### Data provided
PR #91, opened 2022-11-28
use stable/zed container images

SeanMooney:
This change makes the container image optional and defaults
it to use stable/zed.


fmount:
I think this change is ok as long as we merge #93 right after: I made a quick test and it's good to go [1]

[1] https://paste.opendev.org/show/bjAhsg7LjCELHMwyiORo/

fmount (approved):

PR #94, opened 2022-12-01
Override maxDescLen for install and deploy

fmount:
Installing `CRDs` currently fails due to the length of the `CRD`. This patch aligns the glance operator to the cinder PR [1], where the descriptions on the `CRDs` are removed when `install` and `deploy` targets are run.
The patch [2], which introduces `extraVolumes` to `glance-operator` requires this fix, otherwise we'll fail with the following:

"invalid: metadata.annotations: Too long: must have at most 262144 bytes"

[1] https://github.com/openstack-k8s-operators/cinder-operator/pull/81
[2] https://github.com/openstack-k8s-operators/glance-operator/pull/75

### DIFF
--- a/Makefile
+++ b/Makefile
@@ -103,7 +103,7 @@ help: ## Display this help.
 
 .PHONY: manifests
 manifests: controller-gen ## Generate WebhookConfiguration, ClusterRole and CustomResourceDefinition objects.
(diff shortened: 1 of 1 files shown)


stuggi (approved):
/lgtm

### Work instruction
Go through the entries above and copy each line holding the string "deploy".

### Your solution
Override maxDescLen for install and deploy
Installing `CRDs` currently fails due to the length of the `CRD`. This patch aligns the glance operator to the cinder PR [1], where the descriptions on the `CRDs` are removed when `install` and `deploy` targets are run.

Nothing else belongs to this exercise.